§ Task brief: Go through the following data and transcribe exactly the stretch of lines from the one holding "# Description" to the one holding "--- a/src/useBodySize.ts", both included.

§ Source data:
PR #1519, opened 2020-09-18
feat: add useBodySize hook

carbongo:
# Description

A new sensor hook _useBodySize_ added. It has various use-cases, e.g. when a whole page width and/or height are needed within Components. Personally I used it for a "smart" scroll-up button, which has a full stop on a certain point of the page.

## Type of change

# Checklist
- [x] Add documentation

### DIFF
--- a/src/useBodySize.ts
+++ b/src/useBodySize.ts
@@ -1,0 +1,34 @@
+import { useMemo } from 'react';
+import useIsomorphicLayoutEffect from './useIsomorphicLayoutEffect';
+import useRafState from './useRafState';
+import { isClient } from './util';
+
+const useBodySize = (initialWidth = Infinity, initialHeight = Infinity) => {
+  const [state, setState] = useRafState<{ width: number; height: number }>({
+    width: isClient ? document.body.clientWidth : initialWidth,
+    height: isClient ? document.body.clientHeight : initialHeight,
+  });
+
+  const observer = useMemo(
+    () =>
+      new (window as any).ResizeObserver((entries) => {
+        if (entries[0]) {
+          const { width, height } = entries[0].contentRect;
+          setState({ width, height });
+        }
+      }),
+    []
+  );
+
+  useIsomorphicLayoutEffect(() => {
+    if (!isClient) return;
+    observer.observe(document.body);
+    return () => {
+      observer.disconnect();
+    };
+  }, [document.body]);
+
+  return state;
+};
+
+export default useBodySize;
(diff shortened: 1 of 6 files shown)


src/useBodySize.ts
```diff
@@ -0,0 +1,34 @@
...
+
+const useBodySize = (initialWidth = Infinity, initialHeight = Infinity) => {
+  const [state, setState] = useRafState<{ width: number; height: number }>({
+    width: isClient ? document.body.clientWidth : initialWidth,
+    height: isClient ? document.body.clientHeight : initialHeight,
+  });
+
+  const observer = useMemo(
+    () =>
+      new (window as any).ResizeObserver((entries) => {
```
ngobach, line 14: Please correct me if I'm wrong.
`useMemo()` will also be called on SSR requests, won't it? If yes then this line of code might throw on SSR request.

ngobach:
I see your source code is very similar to an existing hook ([**useMeasure**](https://github.com/streamich/react-use/blob/master/src/useMeasure.ts)). It is even possible that your PR can be replaced by using this hook with `ref` pointed to `body`.
Also there is another hook called `useWindowSize` that might be what you wanted.

carbongo:
> I see your source code is very similar to an existing hook ([**useMeasure**](https://github.com/streamich/react-use/blob/master/src/useMeasure.ts)). It is even possible that your PR can be replaced by using this hook with `ref` pointed to `body`.
> Also there is another hook called `useWindowSize` that might be what you wanted.

There is a big difference with `useWindowSize`. `useWindowSize` calculates dimensions of window, but `useBodySize` shows you a size of a document (it's not static and not fully tied to a window size, especially if you have a lot of text, you can see the difference in Storybook). `useBodySize` meant to be called in high-level components, in case you don't want to change the root document for passing dimensions using `useMeasure` through a whole code, you can do so, but... well, considering the fact that I needed those dimensions only in one component, it could've been a bad choice.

§ Response to this task:
# Description

A new sensor hook _useBodySize_ added. It has various use-cases, e.g. when a whole page width and/or height are needed within Components. Personally I used it for a "smart" scroll-up button, which has a full stop on a certain point of the page.

## Type of change

# Checklist
- [x] Add documentation

### DIFF
--- a/src/useBodySize.ts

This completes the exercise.